**TRY IT**
Among the records that follow, find each line holding the word "groundtruth" and copy it.
____ PROVIDED RECORDS
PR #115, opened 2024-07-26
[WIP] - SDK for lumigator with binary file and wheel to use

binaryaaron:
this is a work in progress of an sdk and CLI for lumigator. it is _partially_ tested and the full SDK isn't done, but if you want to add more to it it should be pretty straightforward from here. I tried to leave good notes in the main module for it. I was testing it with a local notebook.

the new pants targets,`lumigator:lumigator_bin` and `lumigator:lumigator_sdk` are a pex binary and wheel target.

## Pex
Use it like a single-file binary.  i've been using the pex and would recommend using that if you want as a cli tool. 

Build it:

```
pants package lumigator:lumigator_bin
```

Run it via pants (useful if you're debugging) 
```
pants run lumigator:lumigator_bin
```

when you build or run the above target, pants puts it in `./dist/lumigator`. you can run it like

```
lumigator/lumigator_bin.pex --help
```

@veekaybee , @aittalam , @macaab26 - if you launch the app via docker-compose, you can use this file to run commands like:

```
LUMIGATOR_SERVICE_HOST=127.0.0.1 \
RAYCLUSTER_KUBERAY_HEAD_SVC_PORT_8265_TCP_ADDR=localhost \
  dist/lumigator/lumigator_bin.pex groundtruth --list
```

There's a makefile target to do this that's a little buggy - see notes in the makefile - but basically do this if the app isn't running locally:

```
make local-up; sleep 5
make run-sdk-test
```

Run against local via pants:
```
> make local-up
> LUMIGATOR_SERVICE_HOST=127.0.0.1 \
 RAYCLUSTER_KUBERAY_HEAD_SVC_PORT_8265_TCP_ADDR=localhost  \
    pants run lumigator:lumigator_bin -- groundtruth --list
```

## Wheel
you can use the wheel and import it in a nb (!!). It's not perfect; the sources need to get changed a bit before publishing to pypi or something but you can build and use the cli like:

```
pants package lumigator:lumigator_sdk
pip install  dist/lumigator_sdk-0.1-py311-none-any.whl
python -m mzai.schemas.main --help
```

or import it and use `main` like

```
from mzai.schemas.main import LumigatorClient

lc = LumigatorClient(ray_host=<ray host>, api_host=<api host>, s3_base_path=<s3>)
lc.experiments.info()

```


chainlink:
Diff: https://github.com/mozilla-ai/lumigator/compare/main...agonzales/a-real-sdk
________
**SOLUTION FOR THIS PROBLEM**
  dist/lumigator/lumigator_bin.pex groundtruth --list
    pants run lumigator:lumigator_bin -- groundtruth --list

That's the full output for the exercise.